Some MSVC flags like /Zi where unfriendly to cache, so had to get rid of that (it was debug information, most likely).

Few dependencies (pcre2, protobuf) comes via vcpkg and are slower than what I’d want at the moment. We will look into speeding this up eventually.

emscripten The emscripten ccache mostly referred to pyiodide implementation. Weird flex, but emcc uses ccache compiled onto WebAssembly target and then uses it further in compilation. Since WebAssembly is intended to be a portable target - I made a choice the ccache builds cached.

Further optimizations Originally marian-dev provided builds with debug info (-DCMAKE_BUILD_TYPE=RelWithDebInfo), which was inherited by bergamot-translator. This meant the compiled units had information on which lines which instructions correspond to and the information increases the size on the disk. Larger object files meant longer to compile and also getting into trouble with GitHub’s free limits.

Outcome

Compilation turnaround times we reduced as follows (in minutes):

  1. Linux: 25m ➔ 5m
  2. MacOS: 30m ➔ 6m
  3. WebAssembly: 15m ➔ 5m (2m if optimized further)
  4. Python: 30m ➔ 6m
  5. Windows: 30m ➔ 10m (depending on vcpkg being nice).
It has indeed saved time in the long run.

It has indeed saved time in the long run.

Good enough to be picked up by downstream repositories as well, turns out: XapaJIaMnu/translateLocally@a4e3e3b.

While this has served to reduce the compute footprint, turnaround time for developers, the ability gained by ccache has also encouraged me to add more builds - most certainly an instance of Jevons Paradox.
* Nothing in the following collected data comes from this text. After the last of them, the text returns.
PR #1197, opened 2024-06-27
Don't include FCINCLUDES in build options checked for build compatibility

mgduda:
This PR removes `FCINCLUDES` from the set of build variables that are checked for build compatibility.

With commit c7401502, the `FCINCLUDES` variable is modified with core-specific options (for the atmosphere core specifically) and so including `FCINCLUDES` in the set of build options that are checked for compatibility in the top-level `Makefile` leads to a failed check, forcing a clean between the compilation of the atmosphere core and other cores.

The `FCINCLUDES` variable contains very similar information to the `CPPINCLUDES` variable, which is included in compatibility checks, and in order to enable the atmosphere core to be compiled after compilation of another core, this PR removes `FCINCLUDES` from the variables that are checked for build compatibility.


gdicker1 (approved):
Works as advertised, approved!

PR #1202, opened 2024-06-28
Use more mpi_f08 features in mpi_f08_test for better detection of valid mpi_f08 module

islas:
Use more mpi_f08 features in mpi_f08_test for odd cases where certain MPI implementations not compiled with mpi_f08 enabled still pass the current check.

Using OpenMPI 4.0.0 and gfortran 11.4.1 compiling without mpi_f08 features the MPI wrapper will still link and supply mpi_f08 (-lmpi_usempif08) despite not being valid or usable. This causes the `use mpi_f08` and some features to compile fine, but other mpi_f08 features to not exist and fail compilation.

### DIFF
--- a/Makefile
+++ b/Makefile
@@ -1267,9 +1267,10 @@ mpi_f08_test:
 	$(info Checking for mpi_f08 support...)
 	$(eval MPAS_MPI_F08 := $(shell $\
 		printf "program main\n$\
-		        &   use mpi_f08, only : MPI_Init, MPI_Comm\n$\
+		        &   use mpi_f08, only : MPI_Init, MPI_Comm, MPI_INTEGER, MPI_Datatype\n$\
 		        &   integer :: ierr\n$\
 		        &   type (MPI_Comm) :: comm\n$\
+		        &   type (MPI_Datatype), parameter :: MPI_INTEGERKIND = MPI_INTEGER\n$\
 		        &   call MPI_Init(ierr)\n$\
 		        end program main\n" | sed 's/&/ /' > mpi_f08.f90; $\
 		$\


mgduda:
@islas When you configured OpenMPI, did you add a flag to explicitly disable `mpi_f08`?

islas:
@mgduda Nope, I used `--enable-mpi-fortran`. From OpenMPI 4.0.0 :
```
  --enable-mpi-fortran    specify which Fortran MPI bindings to build: yes,
                          none (or no), best-effort, mpifh (build only mpif.h
                          support), usempi (build mpif.h and the mpi module),
                          or usempif08 (or all, build mpifh, the mpi module,
                          and the mpi_f08 module) (default: "yes" if Fortran
                          compiler found)
```

Though the mpi_f08 module exists in lib/ it fails to compile with : 
```
gfortran -I/home/aislas/dependencies//openmpi/include -I/home/aislas/dependencies//openmpi/lib -Wl,-rpath -Wl,/home/aislas/dependencies//openmpi/lib -Wl,--enable-new-dtags -L/home/aislas/dependencies//openmpi/lib -lmpi_usempif08 -lmpi_usempi_ignore_tkr -lmpi_mpifh -lmpi -o test_f08 mpi_f08_test.f90 -std=f2008
mpi_f08_test.f90:5:53:

    5 |   type (MPI_Datatype), parameter :: MPI_INTEGERKIND = MPI_INTEGER
      |                                                     1
Error: Parameter ‘mpi_integer’ at (1) has not been declared or is a variable, which does not reduce to a constant expression
```
Wrapper expanded with `-showme` and `-std=f2008` added to manual compilation of the test program. Given the older version of OpenMPI, it wouldn't surprise me if this is a bug. 

Also re-configuring OpenMPI with `--enable-mpi-fortran=usempif08` yields the same results.

mgduda (approved):

PR #1161, opened 2024-04-14
Implemented the Noah-MP Land Surface Model

ldfowler58:
This PR adds the implementation of the Noah-MP land surface model (LSM):

* The sourcecode of the Noah-MP LSM was downloaded from the Noah-MP github repository and corresponds to the release-v5.0.1. It is located in the directory ./src/core_atmosphere/physics/physics_noahmp.

* ./src/core_atmosphere/physics/Registry_noahmp.xml contains all the run options and variables needed to link the Noah-MP sourcecode to the MPAS physics framework.

* ./src/core_atmosphere/physics/mpas_atmphys_lsm_noahmpinit.F includes the initialization of the Noah-MP LSM.

* ./src/core_atmosphere/physics/mpas_atmphys_driver_lsm_noahmp.F is the main driver for the Noah-MP LSM.

PR #1204, opened 2024-07-03
Add core_physics dependencies for mpas_atmphys_lsm_noahmpfinalize module

islas:
Module `mpas_atmphys_lsm_noahmpfinalize` added in #1161 does not have the appropriate dependencies in the respective makefile.

This adds the necessary dependencies to the `mpas_atmphys_lsm_noahmpfinalize.o`

### DIFF
--- a/src/core_atmosphere/physics/Makefile
+++ b/src/core_atmosphere/physics/Makefile
@@ -194,6 +194,9 @@ mpas_atmphys_lsm_noahmpinit.o: \
 	mpas_atmphys_utilities.o \
 	mpas_atmphys_vars.o
 
+mpas_atmphys_lsm_noahmpfinalize.o : \
+	mpas_atmphys_vars.o
+
 mpas_atmphys_manager.o: \
 	mpas_atmphys_constants.o \
 	mpas_atmphys_o3climatology.o \


src/core_atmosphere/physics/Makefile
```diff
@@ -165,6 +165,10 @@ mpas_atmphys_driver_sfclayer.o: \
 mpas_atmphys_finalize.o: \
 	mpas_atmphys_lsm_noahmpfinalize.o
 
+mpas_atmphys_lsm_noahmpfinalize.o : \
+	mpas_atmphys_vars.o \
+	core_physics_noahmp
```
mgduda, line 170: I'd suggest moving this dependency block below that for `mpas_atmphys_lsm_noahmpinit.o`. Also, we're guaranteed that `core_physics_noahmp` will be built before any of the object files in `$(OBJS)`, so I would suggest removing `core_physics_noahmp` for consistency with other targets in this directory that also depend on Noah-MP.

mgduda (changes requested):

src/core_atmosphere/physics/Makefile
islas: I missed that `core_physics_noahmp` is added as a dependency in later commits. 
Making bug fix changes based on the the originating commit leaves it open to rediscovering or fighting against issues solved in later commits.

mgduda:
@islas Can you add some detail to the commit message (and use capitalization where appropriate)? A couple of questions to consider for the commit message:
 - what defines "minimum dependencies"?
 - how have we determined that "mpas_atmphys_vars.o" is the minimum dependency?

islas:
Is this roughly what you are looking for from the commit message?

> Add the minimum object dependencies in the makefile for mpas_atmphys_lsm_noahmpfinalize.o. This corresponds to all unresolved modules used yet to be compiled by the time this rule is evaluated.
Modules originating from NoahMP and framework are ignored as they should be handled separately before the core_physics target is started.

I'm refraining from saying "NoahMP and framework _are_ already compiled by the time the core_physics target is started" since the fix is based on a commit that does not have those fix in it, thus would be referring to future patches that have yet to occur if one were to try and take this individual commit.

mgduda (approved):

PR #1368, opened 2024-10-13
fix(combobox/item): fix some items not add into allItems map

### LINKED ISSUE #1234: [Bug/v2]: ComboboxItem unhandled error in mounted
### Environment

```bash
Developement/Production OS: Windows 11
Node version: 20
Package manager: pnpm@8.6.0
Reka Vue version: 0.0.2
Vue version: ^3.0.0
Client OS: Windows 11
Browser: Firefox
```

https://github.com/RayGuo-ergou/reka-reproduction

### Steps to reproduce

Clone the repo, run the dev server, then in app search anything, delete all text then search again that will make the `computed` as empty array.

```ts
const people = [
  { id: 1, name: 'Durward Reynolds'},
  { id: 2, name: 'Kenton Towne'},
  { id: 3, name: 'Therese Wunsch'},
  { id: 4, name: 'Benedict Kessler'},
  { id: 5, name: 'Katelyn Rohan'},
]
const selectedPeople = ref(people[0])
const search = ref('')

const searchResult = computed(()=>{
  return people.filter(i => !i.name.startsWith(search.value))
})
```

<details><summary>Warning</summary>
<p>

[Vue warn]: Unhandled error during execution of mounted hook 
  at <ComboboxItem key=1 value= 
Object { id: 1, name: "Durward Reynolds" }
 > 
....
</p>
</details> 

<details><summary>Error</summary>
<p>

Uncaught (in promise) TypeError: can't access property "textContent", u.value is undefined

</p>
</details> 

### Describe the bug

I was trying v2 aka reka with shadcn-ui, and I found that a breaking changing in combobox may break the [tags-input](https://www.shadcn-vue.com/docs/components/tags-input.html)

In https://github.com/radix-vue/radix-vue/commit/ee8a3f2366a5c27c2bf1cc0a1ecbb0fea559a9f7#diff-19766b3de8934964a0c2730b5e4d28c90759d1b67572135ba3be029752b4d31dR50

The `currentElement` will be undefined if the list of items become an empty array.

### Expected behavior

_No response_

GIF 19-08-2024 12-35-05 PM

RayGuo-ergou:
### Description

closes #1234

This pr fixes when `rootContext.isVirtual.value || rootContext.ignoreFilter.value || !rootContext.filterState.search` is false, the item will never add into `allItems` map.

To reproduce this bug, create a async combobox (e.g. the one in the story), before opening the dropdown, give any value to search query.

<hr />

Added an event listener to apply filter when `allItems` size changes.

\* It uses `watch` rather than `watchDebounced` even the items are set one by one because it's handled by [vue `watch`](https://vuejs.org/guide/essentials/watchers.html#callback-flush-timing)

### DIFF
--- a/packages/core/src/Combobox/ComboboxRoot.vue
+++ b/packages/core/src/Combobox/ComboboxRoot.vue
@@ -60,7 +60,7 @@ export interface ComboboxRootProps<T = AcceptableValue> extends Omit<ListboxRoot
 <script setup lang="ts" generic="T extends AcceptableValue = AcceptableValue">
 import { computed, nextTick, reactive, ref, toRefs, watch } from 'vue'
 import { PopperRoot } from '@/Popper'
-import { type EventHookOn, createEventHook, useVModel, watchDebounced } from '@vueuse/core'
+import { type EventHookOn, createEventHook, useVModel } from '@vueuse/core'
 import { ListboxRoot } from '@/Listbox'
 
 const props = withDefaults(defineProps<ComboboxRootProps<T>>(), {
@@ -181,9 +181,9 @@ watch(() => open.value, () => {
   })
 }, { flush: 'post' })
 
-watchDebounced(() => allItems.value.size, (val) => {
+watch(() => allItems.value.size, (val) => {
   filterItems()
-}, { debounce: 10 })
+})
 
 defineExpose({
   highlightedElement,
--- a/packages/core/src/Combobox/ComboboxRoot.vue
+++ b/packages/core/src/Combobox/ComboboxRoot.vue
@@ -169,7 +169,7 @@ function filterItems() {
   filterState.filtered.count = itemCount
 }
 
-watch(() => filterState.search, () => {
+watch([() => filterState.search, () => allItems.value.size], () => {
   filterItems()
 }, { immediate: true })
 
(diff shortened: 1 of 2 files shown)


RayGuo-ergou:
Hi @zernonia, just saw the new releases 😀 which reminds me of this PR, could you review this when you have time? Thanks.

packages/core/src/Combobox/ComboboxRoot.vue
```diff
@@ -181,6 +181,10 @@ watch(() => open.value, () => {
   })
 }, { flush: 'post' })
 
+watch(() => allItems.value.size, (val) => {
```
ineshbose, line 184: I might have spotted this bug as well when a ComboboxItem is mounted mid-search.

Don't you think that we can update L172 as

```ts
watch(() => [filterState.search, allItems.value.size], () => {
```

ineshbose: OK I think I found another issue in ComboboxItem a bit related to this - the `props.textValue || currentElement.value.textContent || currentElement.value.innerText` can update for a node while `id` remains same, and in that case it gets outdated.

RayGuo-ergou: Hi, yes you are right. Thanks for spotting that.

PR #1373, opened 2024-10-14
fix(docs): typo in Stepper component

sebsobseb:
Not sure if it was intended, but the term 'tab' is used instead of 'step' in the Stepper component.


zernonia (approved):
Ahh nice catch! Thanks @sebsobseb !

PR #1408, opened 2024-10-30
feat(TagsInput): support multiple delimiters via RegExp

### LINKED ISSUE #1400: [Feature]: Tags Input. Support multiple delimiters
### Describe the feature

Improve `TagsInputInput` to allow multiple delimiters so that multiple formats of pasted data can be supported.
 
For example I use `TagsInput` component to collect and submit list of email. Occasionally this list will be pasted from other sources for example it may be comma-separated list or tabular data like google sheets.

**Data example**
```
jane.doe@example.com, john.smith@example.com, alex.jones@example.com, taylor.lee@example.com, casey.miller@example.com
```

**Proposed usage**
```tsx
const delimiters = ["\t", "\n\r", "\n", " ", ","]

<TagsInputInput :delimiter="delimiters" />
```

Additionally it would need to strip out empty entries after string split for `modelValue` to be accurate.

Originally for my use-case I was thinking to avoid default `addOnPaste` and implement custom `@paste` handler, but wondering if there's interest to have this functionality built in.

### Additional information

romansp:
Resolves #1400.

Added support for `RegExp` delimiter prop in `TagsInput`.

Open questions:
1. Should we do our own validation of passed RegExp to ensure `global` flag is set. Without `global` flag `String.prototype.replaceAll` will produce the following error: `Uncaught TypeError: String.prototype.replaceAll called with a non-global RegExp argument`
2. Consider support for `string[]` delimiter. If we do then decide:
     1. Convert `string[]` into `RegExp`. Seems somewhat tricky to do it correctly and account for all the edge cases, e.g. escaping special characters.
     2. Iterate delimiters and replace/split for each delimiter. Quite straightforward but will require slightly bigger rework in `handleInput` and `handlePaste`.

Do you have any thoughts on these @zernonia? Or maybe other suggestions?


packages/radix-vue/src/TagsInput/TagsInputInput.vue
```diff
@@ -64,8 +64,12 @@ async function handleCustomKeydown(event: Event) {
...
   context.isInvalidInput.value = false
+  if (event.data === null)
+    return
+
   const delimiter = context.delimiter.value
-  if (delimiter === event.data) {
+  const matchesDelimiter = delimiter === event.data || (delimiter instanceof RegExp && delimiter.test(event.data))
+  if (matchesDelimiter) {
     const target = event.target as HTMLInputElement
     target.value = target.value.replaceAll(delimiter, '')
```
zernonia, line 74: I think we can change it to `replace`, it shouldn't really matter as we handle paste event first then input event.

```suggestion
    target.value = target.value.replace(delimiter, '')
```

zernonia:
We also need to apply the changes to [handlePaste](https://github.com/unovue/radix-vue/pull/1408/files#diff-a854e14885c2868a7b936d3507a32abbd2ca1db5b4fe8296a01db1676e90288dR91-R94)

romansp:
@zernonia thanks for the review.

> We also need to apply the changes to [handlePaste](https://github.com/unovue/radix-vue/pull/1408/files#diff-a854e14885c2868a7b936d3507a32abbd2ca1db5b4fe8296a01db1676e90288dR91-R94)
> 
> 
I don't think any additional changes are needed for `handlePaste`. `String.prototype.split` accepts RegExp argument. I tested it with `/[ ,;]+/` and it worked as expected on paste. 

Would you like me to add an example to docs showcasing multiple delimiters usage?

romansp:
PR updated:
1. switch to `replace` instead of `replaceAll` to not require `global` flag on regexp
2. updated `delimiter` prop description
3. added example for multiple delimiters usage with regexp

zernonia:
Nicely done @romansp !! Working well! 🚀
We have freeze any new feature to `main` branch, perhaps we can push this to `v2`? 😁

Also, do you mind quickly adding in some test case for this?

romansp:
@zernonia Thanks! I'm good with this being pushed to `v2`. Do you want me to change target branch or you do it?

Let me check what type of test case we can add here. We could probably verify that typing text with delimiters creates tags correctly? I will try to add coverage for paste event as well.

zernonia:
Super welcome @romansp !! Once again thanks for the PR!
Sorry I messed up the branch, I've cherry-picked your commit to https://github.com/unovue/radix-vue/pull/1414 😁

PR #1415, opened 2024-11-05
fix(Pagination): ignore clicks if pagination button is disabled

andreww2012:
Pagination buttons (like prev/next) can become any HTML element, for example `<a>`, which, unlike `<button>`, doesn't support `disabled` attribute and still emits `click` events.

If a pagination button component is considered disabled, but rendered as a non-button HTML element, clicking it may update the component's state in a bad way (for example, set the current page to 0 after clicking the "<" button when being on the first page).

This PR adds `!disabled &&` conditions to all pagination buttons components' `click` event handlers.

### DIFF
--- a/packages/radix-vue/src/Pagination/Pagination.test.ts
+++ b/packages/radix-vue/src/Pagination/Pagination.test.ts
@@ -56,6 +56,74 @@ describe('given default Pagination', () => {
   })
 })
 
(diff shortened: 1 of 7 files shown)


zernonia (approved):
Nicely done @andreww2012 !! 

Thanks for adding the test case too! 🚀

Cache Invalidation is a potential problem. If at some point in the future some bug corrupts a cache entry, builds can fail. The assumption is that this does not happen often, even if it does, we can just edit a flag to recache and then the builds will go back to work.

Functional ccache builds for all these can be found in browsermt/bergamot-translator.